- **Task brief**
From the entries below, please output exactly the lines starting at the one containing "I get the following" and ending at the one containing "Ok, now scrutinizer", both included.

- **Data supplied**
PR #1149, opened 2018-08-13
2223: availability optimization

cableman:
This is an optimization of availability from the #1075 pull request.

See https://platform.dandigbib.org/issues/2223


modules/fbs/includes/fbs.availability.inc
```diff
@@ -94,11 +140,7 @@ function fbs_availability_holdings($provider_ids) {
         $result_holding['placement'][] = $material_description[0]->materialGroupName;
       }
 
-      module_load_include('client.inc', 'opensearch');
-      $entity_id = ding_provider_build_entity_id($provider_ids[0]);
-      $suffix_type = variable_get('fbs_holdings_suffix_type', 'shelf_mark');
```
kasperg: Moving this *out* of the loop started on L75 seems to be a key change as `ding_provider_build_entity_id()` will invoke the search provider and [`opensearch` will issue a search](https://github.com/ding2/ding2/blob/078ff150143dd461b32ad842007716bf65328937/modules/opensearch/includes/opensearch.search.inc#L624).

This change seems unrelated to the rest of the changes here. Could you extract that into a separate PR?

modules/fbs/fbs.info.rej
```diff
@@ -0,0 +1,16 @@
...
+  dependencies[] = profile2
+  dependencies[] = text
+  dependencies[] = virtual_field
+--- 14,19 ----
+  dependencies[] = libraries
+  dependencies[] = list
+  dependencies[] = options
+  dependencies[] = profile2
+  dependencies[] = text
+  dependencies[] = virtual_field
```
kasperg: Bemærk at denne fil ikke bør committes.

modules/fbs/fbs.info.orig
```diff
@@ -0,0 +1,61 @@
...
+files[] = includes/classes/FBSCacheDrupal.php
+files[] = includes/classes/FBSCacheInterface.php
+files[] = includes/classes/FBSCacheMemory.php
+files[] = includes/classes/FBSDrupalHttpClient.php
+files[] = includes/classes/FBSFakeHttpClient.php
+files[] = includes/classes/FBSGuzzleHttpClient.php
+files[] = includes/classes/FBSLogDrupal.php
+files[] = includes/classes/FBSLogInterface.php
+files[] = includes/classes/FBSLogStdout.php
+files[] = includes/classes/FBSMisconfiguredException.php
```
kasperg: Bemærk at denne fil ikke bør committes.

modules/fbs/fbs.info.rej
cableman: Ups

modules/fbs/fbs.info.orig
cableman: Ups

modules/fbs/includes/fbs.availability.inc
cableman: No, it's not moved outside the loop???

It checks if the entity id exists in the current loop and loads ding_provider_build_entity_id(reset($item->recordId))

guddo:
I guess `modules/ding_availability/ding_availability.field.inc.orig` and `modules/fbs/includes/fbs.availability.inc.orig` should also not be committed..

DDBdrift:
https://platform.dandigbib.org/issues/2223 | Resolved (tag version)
==
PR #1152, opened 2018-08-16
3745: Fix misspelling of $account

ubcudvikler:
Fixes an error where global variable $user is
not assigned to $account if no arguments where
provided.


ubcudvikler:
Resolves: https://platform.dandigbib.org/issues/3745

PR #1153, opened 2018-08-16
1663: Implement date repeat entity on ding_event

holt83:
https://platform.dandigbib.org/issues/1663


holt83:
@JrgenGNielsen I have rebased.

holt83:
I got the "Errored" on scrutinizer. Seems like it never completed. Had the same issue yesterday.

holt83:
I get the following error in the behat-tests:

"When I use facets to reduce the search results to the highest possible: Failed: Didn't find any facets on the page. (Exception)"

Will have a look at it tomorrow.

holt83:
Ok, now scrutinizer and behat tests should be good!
* * *
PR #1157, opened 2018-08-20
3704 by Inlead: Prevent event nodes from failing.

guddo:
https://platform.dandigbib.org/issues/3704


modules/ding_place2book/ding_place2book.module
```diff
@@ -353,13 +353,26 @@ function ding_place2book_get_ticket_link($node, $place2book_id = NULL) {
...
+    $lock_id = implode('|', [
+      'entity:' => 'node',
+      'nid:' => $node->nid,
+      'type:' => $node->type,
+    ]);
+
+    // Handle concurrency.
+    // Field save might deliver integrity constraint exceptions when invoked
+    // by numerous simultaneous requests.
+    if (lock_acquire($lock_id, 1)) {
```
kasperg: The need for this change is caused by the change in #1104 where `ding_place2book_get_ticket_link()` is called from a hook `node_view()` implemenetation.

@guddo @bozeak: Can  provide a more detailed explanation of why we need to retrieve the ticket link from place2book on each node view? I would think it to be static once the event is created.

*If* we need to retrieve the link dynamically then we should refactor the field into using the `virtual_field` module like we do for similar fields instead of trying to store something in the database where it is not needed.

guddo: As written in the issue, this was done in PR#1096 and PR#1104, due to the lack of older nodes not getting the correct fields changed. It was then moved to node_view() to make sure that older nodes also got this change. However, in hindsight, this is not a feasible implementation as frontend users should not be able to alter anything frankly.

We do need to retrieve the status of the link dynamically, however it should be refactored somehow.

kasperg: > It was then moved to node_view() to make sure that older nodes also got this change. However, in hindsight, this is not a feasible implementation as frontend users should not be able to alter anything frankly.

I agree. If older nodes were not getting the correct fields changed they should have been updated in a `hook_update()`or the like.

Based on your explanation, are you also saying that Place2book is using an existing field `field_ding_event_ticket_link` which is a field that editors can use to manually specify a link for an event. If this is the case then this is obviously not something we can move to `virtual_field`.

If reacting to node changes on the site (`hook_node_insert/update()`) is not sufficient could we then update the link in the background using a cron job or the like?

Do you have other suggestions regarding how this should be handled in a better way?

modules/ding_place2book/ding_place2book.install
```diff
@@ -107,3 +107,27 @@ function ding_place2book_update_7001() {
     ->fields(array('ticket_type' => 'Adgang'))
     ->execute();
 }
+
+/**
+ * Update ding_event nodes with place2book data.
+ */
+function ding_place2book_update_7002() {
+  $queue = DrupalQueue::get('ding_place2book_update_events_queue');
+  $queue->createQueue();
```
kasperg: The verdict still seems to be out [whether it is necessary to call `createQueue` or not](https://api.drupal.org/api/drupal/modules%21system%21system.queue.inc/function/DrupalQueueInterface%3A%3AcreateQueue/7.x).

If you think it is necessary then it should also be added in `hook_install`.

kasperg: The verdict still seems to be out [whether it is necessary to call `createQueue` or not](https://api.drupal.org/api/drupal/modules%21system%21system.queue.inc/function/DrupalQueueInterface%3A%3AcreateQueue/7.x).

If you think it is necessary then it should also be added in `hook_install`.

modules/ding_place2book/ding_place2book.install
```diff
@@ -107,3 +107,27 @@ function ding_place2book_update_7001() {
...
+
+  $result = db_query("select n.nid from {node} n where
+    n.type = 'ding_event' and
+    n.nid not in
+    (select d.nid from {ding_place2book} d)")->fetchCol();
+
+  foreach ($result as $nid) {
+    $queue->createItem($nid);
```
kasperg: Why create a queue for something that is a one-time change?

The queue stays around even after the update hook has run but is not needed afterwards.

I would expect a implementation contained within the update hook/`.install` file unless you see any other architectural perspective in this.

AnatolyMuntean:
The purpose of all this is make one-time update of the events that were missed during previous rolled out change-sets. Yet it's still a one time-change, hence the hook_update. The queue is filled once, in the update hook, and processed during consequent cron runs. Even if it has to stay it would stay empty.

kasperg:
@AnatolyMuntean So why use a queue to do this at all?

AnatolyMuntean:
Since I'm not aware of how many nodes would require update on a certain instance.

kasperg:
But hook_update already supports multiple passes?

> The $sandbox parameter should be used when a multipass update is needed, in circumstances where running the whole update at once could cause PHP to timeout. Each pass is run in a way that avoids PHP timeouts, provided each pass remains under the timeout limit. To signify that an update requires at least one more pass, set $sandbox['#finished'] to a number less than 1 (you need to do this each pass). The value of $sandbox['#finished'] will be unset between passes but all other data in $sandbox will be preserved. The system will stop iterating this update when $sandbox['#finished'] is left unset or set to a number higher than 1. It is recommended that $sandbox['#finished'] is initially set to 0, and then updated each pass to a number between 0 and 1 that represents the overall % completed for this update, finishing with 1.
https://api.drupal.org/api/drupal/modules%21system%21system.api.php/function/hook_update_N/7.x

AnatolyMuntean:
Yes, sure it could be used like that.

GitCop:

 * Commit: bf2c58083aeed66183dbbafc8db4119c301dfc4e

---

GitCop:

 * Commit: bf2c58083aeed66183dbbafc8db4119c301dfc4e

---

- **Output of the task**
I get the following error in the behat-tests:

"When I use facets to reduce the search results to the highest possible: Failed: Didn't find any facets on the page. (Exception)"

Will have a look at it tomorrow.

holt83:
Ok, now scrutinizer and behat tests should be good!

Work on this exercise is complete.